◆ TRY IT:
"hashalg" is the word to look for; say how many lines of the listing below contain it, and nothing else.

----

PR #461, opened 2017-02-10
Fix CRL verification bug

ellert:
Hi!

After uploading xrootd 4.6.0 to Fedora and EPEL I got some feedback that authentication failed with many sites, see:

https://bodhi.fedoraproject.org/updates/FEDORA-2017-0eca8dbb12

I could reproduce the problem, and this is my proposed fix.

This issue was not caused by the changes to support openssl 1.1.0, but was introduced with the improvements to the CRL handling that was part of the 4.6.0 release.

### DIFF
--- a/src/XrdSecgsi/XrdSecProtocolgsi.cc
+++ b/src/XrdSecgsi/XrdSecProtocolgsi.cc
@@ -3946,12 +3946,15 @@ XrdCryptoX509Crl *XrdSecProtocolgsi::LoadCRL(XrdCryptoX509 *xca, const char *sub
       return crl;
    }
 
+   String caroot(subjhash);
+   if (caroot.endswith(".0"))
+     caroot.erase(caroot.length() - 2, 2);
+
    // Get the CA hash
-   String cahash(subjhash);
    int hashalg = 0;
-   if (strcmp(subjhash, xca->SubjectHash())) hashalg = 1;
-   // Drop the extension (".0")
-   String caroot(cahash, 0, cahash.find(".0")-1);
+   if (strcmp(caroot.c_str(), xca->SubjectHash())) hashalg = 1;
+
+   String cahash = caroot + ".0";
 
    // The dir
    String crlext = XrdSecProtocolgsi::DefCRLext;


gganis:
Thanks for reporting.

----

◆ EXERCISE OUTPUT:
3